* What this task involves *
Extract each line from the entries below that has the string "were" in it.

* Exercise input *
○ ○ ○ ○ ○
PR #697, opened 2019-05-28
Fixed update of validator binding

### LINKED ISSUE #691: Validation doesn't get updated when value in ViewModel changes
I'm facing an issue with validation not responding to changes in the ViewModel.
The scenario I have is that I have a page with a ComboBox and a form beneath it. Based on the value selected in the ComboBox I either need to fill in the **Address** in the form or not.

1. When I select value **_A_** in the ComboBox, I set **Address** property to a new object and show the form fields associated with it (by using _IncludeInPage_). Then the form validation works fine, the address gets validated and if there are any missing values, the validation errors get displayed in the form.
2. When I select value **_B_** in the ComboBox I set the **Address** property to _null_ and hide the associated form fields. Then the validation works fine,  address doesn't interfere with the validation and the validation gets displayed for the other fields within the form (non-address fields).
3. When I select value **_A_** in the ComboBox (and the property gets set to null), however then I decide to select value **_B_** (and the property gets set to a new object) - the validation errors for the address fields don't show up.

The ComboBox calls a command on the ViewModel when the Changed event gets called and it sets the value for **Address** in the C# code.
I use server-side validation in this scenario, calling an API from the backend and getting the validation errors. I've checked that I get the errors correctly in all the cases. The errors and their structure are the same in cases 1 and 3. The object is initialized in case 3 and the data binding works (I'm sending it to the API server and it gets the values correctly). But the validation errors fail to show up in case 3.

exyi:
Fixed a bug in `dotvvmValidation` binding - it ignored updates of the observable so it have not displayed anything when the view model was not loaded with the page.

Btw, I think we might have very similar in the other binding handlers too, as they also ignore the `update` event.

resolves #691 

EDIT: sorry, I have pressed Ctrl+Enter too early


tomasherceg:
I have fixed an unrelated bug reported by a customer - when there were multiple errors, the `InvalidCssClass` was added multiple times and it was not removed properly. 
We were concatenating the value of `class` attribute manually (and it was wrong), so I have changed the implementation to use `element.classList` collection (it is supported in all browsers included IE11).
○ ○ ○ ○ ○
* Written solution *
I have fixed an unrelated bug reported by a customer - when there were multiple errors, the `InvalidCssClass` was added multiple times and it was not removed properly. 
We were concatenating the value of `class` attribute manually (and it was wrong), so I have changed the implementation to use `element.classList` collection (it is supported in all browsers included IE11).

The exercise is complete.